The Conservative government announced – with much fanfare – that it will release £5bn to boost housebuilding. Some £3bn of this would go through the new Home Building Fund, while £2bn has been allocated through the Accelerated Construction Fund.
All of this is to be managed by the Homes and Communities Agency. Its chief executive, Mark Hodgkinson, said the HCA was determined to speed up delivery and promote new approaches to housebuilding. “The new Home Building Fund offers the industry flexible development and infrastructure finance and we are open for business right away,” he said.
But not all of this is new money, nor is all of it guaranteed.
In fact, £2bn will be recycled from existing funds, while
the £2bn for the Accelerated Construction Fund will be
raised through new borrowing.
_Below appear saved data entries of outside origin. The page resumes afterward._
PR #113, opened 2015-12-04
Split out tags into separate document

jmarshall:


jkbonfield:
Good and obvious first change (thanks), but we need to go through with expanded explanations of the various fields, which probably means quite a bit of discussion (some aren't *clear*).

tfenne:
@jmarshall is there a plan for finalizing this split into a separate core spec and tags document?  It would be nice to get this finalized so that the process of adding new tags can be unblocked.  If there is work that needs to be done and can be described in issues or `todo`s in the new document I'm happy to pitch in.

nh13:
@jmarshall want someone to look over this before merging?

nh13:
Oops, looks like it got merged in!

jmarshall:
Merged as ratified at the the June file formats meeting.

As noted in @jkbonfield's comment and in the commit messages (“This facilitates expanding the tag explanations so that they become actually *clear*, but this remains a work-in-progress”) this is the basis of the document, but in our copious spare time it would be good to expand the explanations so they actually communicate the details necessary to use some of these tags.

That cash could be used for a range of different incentives, not least the underwriting of schemes of units that do not sell to encourage their faster development.
But the intention is that some of this money will not have to be spent. Last week, at the Housing Market Intelligence Conference, HCA chair Sir Edward Lister said that the HCA would ideally never spend a penny of that money, and instead use it only where there is market failure.
The conditions imposed by the HCA on accessing the money could also be problematic – as funding has been in the past – though the rates released in the guidance are competitive.
The challenge will be making sure the cash gets spent.